The New York Times this weekend gave us its considered views on the state of the marriage battle in the culture wars. It embodies a very flawed vision of mankind, society and the institution of marriage. If lawmakers continue on the path some of them seem determined to follow, propelled by this kind of media thinking, are they laying the basis for a great deal of confusion and trouble in decades to come?
As historic and welcome as we found the Supreme Court’s two recent decisions on same-sex marriage, the Times tells us, they served to emphasize the lingering inequality for millions of gay and lesbian Americans who do not live in the 13 states that enforce the right of all adult Americans to marry the person of their choosing.
If it is inequality to deny it to two people of the same sex whose sexual urges mover them in that direction why is it not inequality to refuse to legitimize the marriage of three persons whose sexual urges move them to want to legitimize such a relationship as a marriage? No just reason can be given for this discrimination. Sexual difference is the only real basis for the existence of the institution of marriage. Ignore this difference and confusion and dysfunction seem inevitable.
In New Jersey, Gov. Chris Christie, a Republican, they complain, is standing by his 2012 veto of a measure to allow gay couples to marry and is refusing to free Republican legislators to follow their conscience on an override vote. Mr. Christie is imposing a large ideological tax on thousands of couples and their families whose interests he is supposed to protect. He is depriving them of federal benefits, which their tax payments help underwrite.

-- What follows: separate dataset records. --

PR #6096, opened 2024-05-28
chore: update sync images

vvagaytsev:
**What this PR does / why we need it**:

**Which issue(s) this PR fixes**:

Fixes #

**Special notes for your reviewer**:

PR #6097, opened 2024-05-28
chore(images): refactor `skopeo` image

vvagaytsev:
Use env vars for tool versions and distr names.

### DIFF
--- a/images/skopeo/Dockerfile
+++ b/images/skopeo/Dockerfile
@@ -5,13 +5,14 @@ ARG TARGETARCH
 # ECR credential helper
 RUN cd /usr/local/bin && \
   ECR_HELPER_VERSION="0.8.0" && \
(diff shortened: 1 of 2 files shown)


vvagaytsev:
It looks like we do not use this image anywhere in the code. Instead, we install skopeo as an OS-level dependency, see [this comment](https://github.com/garden-io/garden/pull/6096/files#r1617669139).

The constant for the `skopeo` image name and the relevant helper were removed in `0.13.0`, see [this commit](https://github.com/garden-io/garden/commit/a7d0c705).

stefreak:
It looks like you are right @vvagaytsev! I'd not delete the skopeo /image/ right away, but we can remove the code that builds the skopeo image from the Garden source tree.

vvagaytsev:
> It looks like you are right @vvagaytsev! I'd not delete the skopeo /image/ right away, but we can remove the code that builds the skopeo image from the Garden source tree.

Thanks @stefreak!

BTW, I can't see any code that deals with the `skopeo` image. We only have the relevant `garden.yml` config that define a Build action for that image.

I've created a draft PR #6100 - let's continue the discussion there. Closing this one as not planned/

PR #6101, opened 2024-05-29
chore(images) use latest `k8s-reverse-proxy` image

vvagaytsev:

This PR also fixes some broken local mode examples.

Fixes #

A follow-up PR for #6072. The [linuxserver/openssh-server:version-9.6_p1-r0](https://hub.docker.com/layers/linuxserver/openssh-server/version-9.6_p1-r0/images/sha256-81bcc076d4365b7498cd63384688e4301b0f99304780d1b74e9795255c62c74a?context=explore) tag seems to be rewritable, so the `k8s-reverse-proxy` got a new base image in the version `0.1.1`. This PR takes the latest `k8s-reverse-proxy` into use.

Maybe we should consider sticking to `-ls...` builds like [this](https://hub.docker.com/layers/linuxserver/openssh-server/9.6_p1-r0-ls157/images/sha256-81bcc076d4365b7498cd63384688e4301b0f99304780d1b74e9795255c62c74a?context=explore). Just to keep the base image info transparent and clear.

That can be done in a separate PR later. The local mode doesn't seem to be used too often.

### DIFF
--- a/core/src/plugins/kubernetes/constants.ts
+++ b/core/src/plugins/kubernetes/constants.ts
@@ -51,7 +51,7 @@ export function getK8sSyncUtilImageName(): DockerImageWithDigest {
 }
 
 export const k8sReverseProxyImageName: DockerImageWithDigest =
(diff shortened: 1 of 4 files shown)


twelvemo (approved):
Good catch with the base image tags!

PR #6105, opened 2024-05-29
fix(modules): another fix for the experimental partial module resolution

edvald:


core/src/resolve-module.ts
```diff
@@ -1230,3 +1248,36 @@ function missingBuildDependency(moduleName: string, dependencyName: string) {
...
   })
 }
+
+// We're hardcoding the module types here because the schemas are frozen, so it's an okay shortcut to support
+// partial resolution.
+function getServiceNames(config: ModuleConfig) {
+  const names = config.serviceConfigs.map((s) => s.name)
+  // These all have a services list field
+  if (["container", "jib-container", "exec"].includes(config.type)) {
+    names.push(...(config.spec.services || []).map((s) => s.name).filter(Boolean))
```
thsig, line 1258: Maybe I'm missing something about the module resolution flow (it's been a while since I looked at it in detail), but would this ever add any new names for these module types?

Looking at the `configure` handlers for these types, they all do something like
```typescript
moduleConfig.serviceConfigs = moduleConfig.spec.services.map((s) => ({ name: s.name, ... })
```
Maybe that's fine, but in that case we might want to deduplicate the name list in the `return` statement below?

edvald: What you're missing there is that this function is called before the configure handler is called. That's basically the hack here, to ascertain what's in the module before calling the `configure` handler.

thsig:
Looks good to me! At least the changes here are not hard to follow (and the blast radius should be small).

thsig (approved):
I'll approve this now and let you decide about my comment there.

PR #6068, opened 2024-05-23
refactor(cloud): helpers to create and update secrets

vvagaytsev:
**What this PR does / why we need it**:

**Which issue(s) this PR fixes**:

Fixes #

**Special notes for your reviewer**:

PR #6106, opened 2024-05-30
refactor(secrets): payload creation for `secrets update` command

vvagaytsev:

A follow-up PR to fix some bugs introduced in  #6068.

This also gets rid of unnecessary type `UpdateSecretBody`. Its `newValue` field was set but never read. The secrets to be updated did never get updated values.

Moreover, the `UpdateSecretBody.newValue` was set incorrectly, because it used  index-based access on array with the secret id/name used as an index value. That resulted to `undefined` value.

Patches #6068

* The secrets updating logic is still a bit complicated and will be simplified in the next PRs.
* This has `refactor` commit header because it's a follow-up PR, not a bug fix for an issue that exists in an official release.
* The changes were tested manually by updating secrets by names and ids


twelvemo (approved):
Looks good!

PR #6107, opened 2024-05-30
feat: allow custom args in `kubectl apply` for kubernetes deployments

### LINKED ISSUE #3839: [FEATURE]: Add server-side apply option to kubernetes action
### Background / Motivation

When applying manifests using `kubectl apply`, theres a limitation of 256kb because of how annotations work.

If you use `kubectl apply --server-side` then it doesn't suffer from this limitation, however there may be added complications with resolving conflicts.

https://kubernetes.io/docs/reference/using-api/server-side-apply/

For a given kubenetes module you should be able to enable the `--server-side` switch when garden executes `kubectl apply`

ManAnRuck:

See the Discord thread for details: https://discord.com/channels/817392104711651328/1077431043482714282

Fixes #3839

### DIFF
--- a/core/src/plugins/kubernetes/kubectl.ts
+++ b/core/src/plugins/kubernetes/kubectl.ts
@@ -63,6 +63,7 @@ export interface ApplyParams {
   pruneLabels?: { [label: string]: string }
   validate?: boolean
   retryOpts?: RetryOpts
+  applyArgs?: string[]
 }
 
 export const KUBECTL_DEFAULT_TIMEOUT = 300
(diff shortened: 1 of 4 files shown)


stefreak (approved):
For server-side apply in particular, I'd like native Garden support and/or to enable it by default if it's supported by all Kubernetes versions we support.

But it might still be useful to also allow additional parameters to kubectl as another escape hatch in the future.

ManAnRuck:
@stefreak I think I missed here something 🫣 

adding tests and the applyArgs to the apply function itself.
so currently applyArgs is not working I think 😕

PR #6108, opened 2024-05-30
chore(terraform): remove old terraform version

twelvemo:
Removes an old version of terraform, that has a dependency with a vulnerability.

Fixes #

### DIFF
--- a/plugins/terraform/cli.ts
+++ b/plugins/terraform/cli.ts
@@ -46,43 +46,6 @@ export class GlobalTerraform extends CliWrapper {
 }
 
 export const terraformCliSpecs: { [version: string]: PluginToolSpec } = {
-  "0.12.26": {
-    name: "terraform-0-12-26",
-    description: "The terraform CLI, v0.12.26",
-    type: "binary",
-    builds: [
-      {
-        platform: "darwin",
-        architecture: "amd64",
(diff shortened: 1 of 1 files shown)


10ko (approved):

vvagaytsev:
The docs should be re-generated. The rest test failures can acceptable. The integration tests are quite flaky in Acorn.

plugins/terraform/cli.ts
```diff
@@ -46,43 +46,6 @@ export class GlobalTerraform extends CliWrapper {
 }
 
 export const terraformCliSpecs: { [version: string]: PluginToolSpec } = {
-  "0.12.26": {
-    name: "terraform-0-12-26",
-    description: "The terraform CLI, v0.12.26",
-    type: "binary",
-    builds: [
```
stefreak, line 53: @twelvemo @10ko it's strange, the terraform binary should only included in the garden image if `_includeInGardenImage` is true, which is not the case for this. Is there a bug somewhere and we accidentally include all images?

I think it would be better not to remove the version completely, as that is a backwards-incompatible change, and only make sure it's not included in our image

vvagaytsev: Agree. We hluld back-port fresher versions from 0.13 instead. I'll prepare a replacement PR.

vvagaytsev: Created #6110

vvagaytsev:
Superseded by #6110

PR #6109, opened 2024-05-30
refactor(cloud): unify input key/value resource reading and mapping

vvagaytsev:

Align the flow with the `users create` command. Stick to the same validation order.

Fixes #

### DIFF
--- a/core/src/commands/cloud/secrets/secrets-create.ts
+++ b/core/src/commands/cloud/secrets/secrets-create.ts
@@ -16,6 +16,7 @@ import { PathParameter, StringParameter, StringsParameter } from "../../../cli/p
 import type { SecretResult } from "./secret-helpers.js"
 import { makeSecretFromResponse } from "./secret-helpers.js"
 import { getEnvironmentByNameOrThrow } from "./secret-helpers.js"
+import type { Secret } from "../../../cloud/api.js"
 
 export const secretsCreateArgs = {
   secrets: new StringsParameter({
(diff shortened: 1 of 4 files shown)


core/src/commands/cloud/secrets/secrets-create.ts
```diff
@@ -86,20 +87,20 @@ export class SecretsCreateCommand extends Command<Args, Opts> {
...
+      resourceName: "secret",
+      log: cmdLog,
+    })
 
     const api = garden.cloudApi
     if (!api) {
       throw new ConfigurationError({ message: noApiMsg("create", "secrets") })
     }
 
+    const secretsToCreate: Secret[] = inputSecrets.map(([key, value]): Secret => ({ name: key, value }))
```
stefreak, line 102: The outer type will be inferred automatically, if you want the code to be less verbose. But it's fine for me like this too 👍 
```suggestion
    const secretsToCreate = inputSecrets.map(([key, value]): Secret => ({ name: key, value }))
```

stefreak (approved):
👍 Thanks, makes sense!

core/src/commands/cloud/secrets/secrets-create.ts
vvagaytsev: I left it intentionally here and in the rest 2 places. Just to ensure the type-safety :) Is for some reason the inner type is removed, the outer guard will still fail if the mapper returns an incompatible value :D

stefreak: A little excessive for my taste to repeat the type in the same one-liner, but both variants are acceptable for me :)

PR #6110, opened 2024-05-30
improvement(terraform): update default terraform tool to 1.4.6

vvagaytsev:

Align it with Garden 0.13 to use the newer terraform version in the Docker image.
The older version has a dependency with a vulnerability.

Fixes #

Supersedes #6108.


twelvemo (approved):
Thanks so much for taking care of this!

PR #6112, opened 2024-05-30
improvement(k8s): allow volume mounts in runners

### LINKED ISSUE #6069: Unclear overrides of `kubernetes-pod` `podSpec` fields
### Current Behavior

I have a `kubernetes-pod` similar to the following:

```
kind: Run
type: kubernetes-pod
[...]
spec:
  cacheResult: True
  podSpec:
    volumes:
      - name: credentials-vol
        secret:
          secretName: secname

    containers:
      - name: main
        image: gcr.io/google.com/cloudsdktool/google-cloud-cli:latest
        volumeMounts:
          - name: credentials-vol
            optional: false
            mountPath: /mnt/secret
            readOnly: true
        env:
          - name: GOOGLE_APPLICATION_CREDENTIALS
            value: /mnt/secret/credentials.json
        command:

```

And I find that it never mounts the volume in the pod.

### Expected behavior

I would expect that the pod would mount the volume since that is normal behavior.

I tried to understand from the documentation what is supported however it is very vague:

> Note that the spec will be modified for the Run, including overriding with other fields you may set here (such as args and env), and removing certain fields that are not supported.

And I found that the `env` section I gave actually did work, so its also counterfactual AFAIU.

### Workaround

I can do a `kubernetes` Deploy then `kubernetes-exec` action or just write out a deployment for the `spec.file` option in `kubernetes-pod`.

### Suggested solution(s)

At minimum some documentation with warnings about what you can and can't do would help as it wastes a lot of time to have to troubleshoot this even after carefully reading the documentation.

### Your environment

* **OS:** OpenSuse Tumbleweed

`garden version`
garden version: 0.13.30

thsig:

If a `kubernetes-pod` Run or Test includes `volumeMounts` on the first container in its `podSpec`, we now include this in the runner pod.

Previously, we omitted the `volumeMounts` field from the first container in the (optional) user-supplied `podSpec` field. This is because the relevant code assumed `container` Runs/Tests—it's now appropriate for `container` and `kubernetes-pod` Runs/Tests.

Fixes #6069.

### DIFF
--- a/core/src/plugins/kubernetes/run.ts
+++ b/core/src/plugins/kubernetes/run.ts
@@ -303,8 +303,6 @@ export async function prepareRunPodSpec({
       name: mainContainerName,
       image,
       env,
-      // TODO: consider supporting volume mounts in ad-hoc runs (would need specific logic and testing)
-      volumeMounts: [],
     },
   ]
 
@@ -317,7 +315,9 @@ export async function prepareRunPodSpec({
     imagePullSecrets,
   }
 
-  if (volumes) {
+  // This logic is only relevant for `container` Runs and Tests, which need to support mounting `persistentvolumeclaim`
+  // and `configmap` actions (which are only supported for `container` actions, and are currently discouraged).
+  if (volumes && volumes.length && action.type === "container") {
     configureVolumes(action, preparedPodSpec, volumes)
   }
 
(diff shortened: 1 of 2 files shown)


edvald:
Looks good at first glance, just have some tests there that need to be updated.

thsig:
Tests are green now, should be good to go.

vvagaytsev (approved):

Why should sex only and not all loving relationship be the basis for the provision of these benefits? Logic suggests that any registered committed loving relationship should merit receiving them. Christie’s case can be clearly seen as based on fiscal logic and an understanding that making a sexual relationship the sole basis for these benefits would he inherently discriminatory.
Certainly, The Times editorial judges, the Supreme Court propelled the nation toward greater equality in late June with two 5-to-4 rulings that restored same-sex marriage in California and struck down the central provisions of the Defense of Marriage Act, the dreadful 1996 law that denied federal benefits to same-sex couples married in states that permit it.
It is a very unequal equality so long as it has nothing more than sexual partnership as its basis.
The Times tells us that by disposing of the California case on narrow procedural grounds, the Supreme Court perpetuated a mean and irrational patchwork in which duly wed couples may not be considered married when they cross state borders.
This whole movement is creating an utterly irrational and discriminatory patchwork which will ultimately undermine all the laws and institutions which society has put in place over centuries to facilitate orderly social and family relationships. The result will be that there will no longer be any fundamental basis for the laws governing polygamy/polyandry.
Eliminating that unfair system, the Times argues, will require a multipronged effort — to add more states to the list of 13 that permit same-sex marriage and to challenge remaining state laws that violate the standards of equal protection as the Defense of Marriage Act did. Last Tuesday, the American Civil Liberties Union filed a challenge to a Pennsylvania law that allows marriage only between a man and a woman and rejects other states’ marriage equality laws.
“Eliminating that unfair system” will simply compound further unfairness if it is based on nothing more than sexual relationships. To be truly fair it should be based on all relationships of mutual commitment of love and support.
They commend the Obama administration which the see moving with commendable diligence and speed to extend benefits like health care, life insurance and immigration rights to gay and lesbian married couple,…benefits like vision, dental and long-term care insurance and survivors’ annuities.
On what rational basis can the same benefits be denied to couples in other diverse “family” – their much vaunted love for “diversity” seems a very restricted one – arrangements entailing permanent commitments? What they envisage will leave us with a very flawed and inherently unjust law. It is not based on any proper understanding of equality. The concept of equality espoused by the gay and lesbian advocates is totally flawed because it is giving equal status to two different things.
The problem as it affects entitlement to benefits is that once the difference, nature’s own “diversity”, between the sexes is denied then a new definition of equality is accepted and should be absolutely applied. If not, these laws will be unjust and the unjust distribution of benefits which they will lead to will eventually be challenged. If the courts are just they will be overturned in one way or another.
The discrimination is only beginning. The only just way forward in this needlessly created morass would seem to be to forget about marriage as the ground on which all these benefits, rights, etc., are granted and institute a fair and universal system based on all forms of committed relationships. That may cause fiscal turmoil, but if it does, so be it. That is the price which will have to be paid for accepting an equality which ignores the differences between the sexes and the special arrangements which millennia of human experience have guided humanity to put in place to cater for the needs which flow from these differences, this beautiful and glorious diversity.